Look at the dates, most of the missing GO statements where added 5th of march from compara. While at this time the public uniprotkb release is from February the 8th check again next week and see if the difference is still there.

For the rest you should ask help@uniprot.org for these kinds of questions.

0
Entering edit mode

Thanks for the info, I'll send an email to that address and will let you all know whenever I get an answer.

0
Entering edit mode
4.4 years ago
Neo • 0

These are some of the differences between EBI-GOA (QuickGO) and GO Central (AmiGO) when it comes to entities.

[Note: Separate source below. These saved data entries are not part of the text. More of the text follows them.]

PR #795, opened 2020-08-07
Optimize KVIterator and typed.ReadBuffer for 25% improvement

prashantv:
As part of #792, we moved to typed.ReadBuffer which is much more
readable than direct binary translations, but we lost a little
bit of performance on the KV iterator,

Original:
```
BenchmarkKeyValIterator-12      52558426                66.7 ns/op
```

With typed.ReadBuffer:
```
BenchmarkKeyValIterator-12      34918740               101 ns/op
```

WIth these optimizations, performance is close to the original:
```
BenchmarkKeyValIterator-12      46994628                76.1 ns/op
```

This change has the following optimizations:

 * Make ReadBuffer smaller by 2 words (replace []byte with int). This
   gets rid of the Fill functionality, which was never used in any
   production code anyway.
 * Don't create a read buffer for single Uint16 read when creating KeyValueIterator
 * Instead of using io.EOF to check for end of all headers, add a Remaining method
   which returns a bool (vs the Next method which returns > 10 words). We were
   spending time just copying the large struct values on the stack after the last
   header read.
 * Simplify how the KeyValueIterator.Next method creates remaining by adding method
   directly to the ReadBuffer.
 * Use named returns in KeyValueIterator.Next which give an unexpected ~6% performance
   improvement. Filed https://github.com/golang/go/issues/40638 as we'd like to avoid
   named returns here.

### DIFF
--- a/thrift/arg2/kv_iterator.go
+++ b/thrift/arg2/kv_iterator.go
@@ -5,6 +5,7 @@
 package arg2
 
 import (
+	"encoding/binary"
 	"io"
 
 	"github.com/uber/tchannel-go/typed"
@@ -15,7 +16,6 @@ import (
 // NOTE: to be optimized for performance, we try to limit the allocation
 // done in the process of iteration.
 type KeyValIterator struct {
-	arg2Len       int
 	remaining     []byte
 	leftPairCount int
 	key           []byte
@@ -30,14 +30,10 @@ func NewKeyValIterator(arg2Payload []byte) (KeyValIterator, error) {
 		return KeyValIterator{}, io.EOF
 	}
 
-	// We don't hold on to rbuf to avoid the associated alloc
-	rbuf := typed.NewReadBuffer(arg2Payload)
-	leftPairCount := rbuf.ReadUint16()
-
+	leftPairCount := binary.BigEndian.Uint16(arg2Payload[0:2])
 	return KeyValIterator{
-		arg2Len:       len(arg2Payload),
 		leftPairCount: int(leftPairCount),
-		remaining:     arg2Payload[rbuf.BytesRead():],
+		remaining:     arg2Payload[2:],
 	}.Next()
 }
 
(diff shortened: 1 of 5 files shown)


typed/buffer_test.go
```diff
@@ -81,27 +81,44 @@ func TestReadWrite(t *testing.T) {
...
-	require.NoError(t, r.Err())
+func TestReadBufferTracking(t *testing.T) {
+	bs := []byte{0, 1, 2, 3, 4, 5, 6, 7, 8, 9}
+
+	// Run twice, once on the original buffer, and once after wrapping.
+	rbuf := NewReadBuffer(bs)
+	for i := 0; i < 2; i++ {
+		if i == 1 {
+			rbuf.Wrap(bs)
+		}
```
cinchurge, line 94: would be easier to follow to iterate over two `*ReadBuffer`s, e.g. `for _, r := range []*Readbuffer{...}` checking indices in a loop can get a bit confusing

cinchurge:
i like those changes! it also felt a bit redundant to have both `buffer` and `remaining` when i was refactoring in the previous diff. overall looks great!

typed/buffer_test.go
prashantv: yeah, agree, this is a little ugly. However, I want to use the same read buffer wrapped (to make sure that `initialLength` is reset). I've changed the loop to instead be over whether to wrap or not, let me know what you think of the new approach.

thrift/arg2/kv_iterator.go
```diff
@@ -30,14 +30,10 @@ func NewKeyValIterator(arg2Payload []byte) (KeyValIterator, error) {
 		return KeyValIterator{}, io.EOF
 	}
 
-	// We don't hold on to rbuf to avoid the associated alloc
-	rbuf := typed.NewReadBuffer(arg2Payload)
-	leftPairCount := rbuf.ReadUint16()
-
+	leftPairCount := binary.BigEndian.Uint16(arg2Payload[0:2])
```
cinchurge, line 33: since we're not doing anything else with `leftPairCount`, maybe just inline below?

cinchurge:
lgtm :stamp: (don't have the approve option though 😓 )

thrift/arg2/kv_iterator.go
prashantv: Since we're also casting to `int`, and we do the `Next` in that line, thought separate lines would be easier so there's not too much cognitive overhead in that expression.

GO Central recommends that GAF annotations are made to genes, that is 1:1 equivalents. In GOA (and consequently in QuickGO) annotations are made to proteins, and there may be multiple proteins per gene, sometimes representing different isoforms. You will see this reflected in different numbers for mouse annotations for example.

This is a very important difference, one that users can see when comparing UIs, but more importantly, it is about the underlying datasets and whether a gene-centric or protein-centric worldview is chosen.

Additionally, GO Central omits the majority of the sequences and IEA [electronic] annotations from UniProtKB from the weekly database builds due to the large size of the data set. For those species with a dedicated authoritative database group, such as Drosophila, mouse or Saccharomyces, UniProtKB annotations are collected and submitted by the dedicated group, and hence the UniProtKB IEA annotations for these species do appear in the GO database. As an NHGRI funded resource, GO Central focuses on annotations that elucidate human genes or genes of relevance to human health in some way. GO Central also includes plants, as well as the 200 genomes of the "Quest for Orthologs" project. More datasets will be supported depending on available resources.